MATERIAL SUPPLIED:

PR #6583, opened 2020-09-10
Bug 1877736: fixes warning shown on close of delete revision modal

invincibleJai:
**Fixes**: 
- https://issues.redhat.com/browse/OCPBUGSM-17243

**Analysis / Root cause**: 
Warning shown on close of Delete Revision modal

**Solution Description**: 
- used cancel for close action
- make use of spec to fetch traffic as done in traffic split modal

**Browser conformance**: 

- [x] Chrome
- [ ] Firefox
- [ ] Safari
- [ ] Edge


invincibleJai:
> Tested it locally, works as expected.
> 
> @invincibleJai The change from status to spec is also a bugfix, right?
> 
> /lgtm

yeah updated that ticket as well https://issues.redhat.com/browse/ODC-4240

PR #6585, opened 2020-09-10
Bug 1877806: Skip updating iframe height when component is unmounted

rohitkrai03:
**Fixes**: https://issues.redhat.com/browse/ODC-4777

**Analysis / Root cause**: he code in markdown-view component uses `setTimeout` to update the height of the iframe, by quickly going through the steps sometimes the timeout function gets executed after the component has been unmounted. That's why it throws that error.

**Solution Description**: In setTimeout check if component is unmounted and skip setting of height if unmounted.

**Browser conformance**: 

- [x] Chrome
- [x] Firefox
- [ ] Safari
- [ ] Edge

### DIFF
--- a/frontend/public/components/markdown-view.tsx
+++ b/frontend/public/components/markdown-view.tsx
@@ -50,6 +50,7 @@ export class SyncMarkdownView extends React.Component<
   {}
 > {
   private frame: any;
+  private timeoutHandle: any;
 
   constructor(props) {
     super(props);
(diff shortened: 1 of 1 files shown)


frontend/public/components/markdown-view.tsx
```diff
@@ -67,6 +72,10 @@ export class SyncMarkdownView extends React.Component<
 
     // Let the new height take effect, then reset again once we recompute
     setTimeout(() => {
+      if (this.unmounted) {
+        return;
+      }
```
christianvogt, line 77: Prefer to clear the timeout instead.
```suggestion
    this.timeoutHandle = setTimeout(() => {
```

in `componentWillUnmount` call `clearTimeout(this.timeoutHandle)`

rohitkrai03: Done.

PR #6588, opened 2020-09-10
Bug 1877861: fix: return empty Helm repo index file when no HelmChartRepository instances are available in cluster

pedjak:
This fix enables the the requested usecase - an admin should be able to hide Helm chart browsing by removing all instances of `HelmChartRepository` in the cluster.

https://github.com/openshift/console-operator/pull/458 needs to go in first.


pkg/helm/chartproxy/repos.go
```diff
@@ -188,10 +188,8 @@ func mergeIndexFiles(files ...*repo.IndexFile) *repo.IndexFile {
 func (b *helmRepoGetter) List() ([]*helmRepo, error) {
 	var helmRepos []*helmRepo
 	repos, err := b.Client.Resource(helmChartRepositoryGVK).List(context.TODO(), v1.ListOptions{})
-	if err != nil || len(repos.Items) == 0 {
-		// In case no HelmRepoCRs configured or error reading them, use default redhat helm chart repo
-		helmRepos = append(helmRepos, &DefaultRepo)
```
jhadvig, line 193: if `DefaultRepo` is not used anywhere, it should be removed.

jhadvig (changes requested):

jhadvig (approved):
/lgtm

pkg/helm/chartproxy/repos.go
pedjak: done.

PR #6589, opened 2020-09-10
Bug 1875193: Check if resource model is loaded in firehose

jhadvig:
Prior to marking the resource as `loaded` we should check it's model is loaded. We should not set the resource as loaded if the model is missing.

/assign @spadgett @rhamilto 

@mareklibra FYI

### DIFF
--- a/frontend/public/components/utils/firehose.jsx
+++ b/frontend/public/components/utils/firehose.jsx
@@ -118,15 +118,18 @@ const stateToProps = ({ k8s }, { resources }) => {
     (models, { kind }) => models.set(kind, k8s.getIn(['RESOURCES', 'models', kind])),
     ImmutableMap(),
   );
-  const loaded = (r) =>
-    r.optional ||
-    k8s.getIn([
-      makeReduxID(
-        k8sModels.get(r.kind),
-        makeQuery(r.namespace, r.selector, r.fieldSelector, r.name),
-      ),
-      'loaded',
-    ]);
+  const loaded = (r) => {
+    return (
+      (r.optional && _.isUndefined(k8sModels.get(r.kind))) ||
+      k8s.getIn([
+        makeReduxID(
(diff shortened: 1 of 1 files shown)


frontend/public/components/utils/firehose.jsx
```diff
@@ -118,15 +118,18 @@ const stateToProps = ({ k8s }, { resources }) => {
     (models, { kind }) => models.set(kind, k8s.getIn(['RESOURCES', 'models', kind])),
     ImmutableMap(),
   );
-  const loaded = (r) =>
-    r.optional ||
-    k8s.getIn([
+  const loaded = (r) => {
+    if (_.isUndefined(k8sModels.get(r.kind))) {
+      return false;
+    }
```
spadgett, line 124: I think this could be removed and you'd get the same result since the lines below would evaluate to `undefined`.

Either way, this would be a regression of https://bugzilla.redhat.com/show_bug.cgi?id=1731480 :(

frontend/public/components/utils/firehose.jsx
```diff
@@ -118,15 +118,18 @@ const stateToProps = ({ k8s }, { resources }) => {
...
-    k8s.getIn([
-      makeReduxID(
-        k8sModels.get(r.kind),
-        makeQuery(r.namespace, r.selector, r.fieldSelector, r.name),
-      ),
-      'loaded',
-    ]);
+  const loaded = (r) => {
+    return (
+      (r.optional && _.isUndefined(k8sModels.get(r.kind))) ||
```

WORK TO COMPLETE:
Every line above carrying the word "error" needs to be shown.

TASK ANSWER:
**Analysis / Root cause**: he code in markdown-view component uses `setTimeout` to update the height of the iframe, by quickly going through the steps sometimes the timeout function gets executed after the component has been unmounted. That's why it throws that error.
 func (b *helmRepoGetter) List() ([]*helmRepo, error) {
-		// In case no HelmRepoCRs configured or error reading them, use default redhat helm chart repo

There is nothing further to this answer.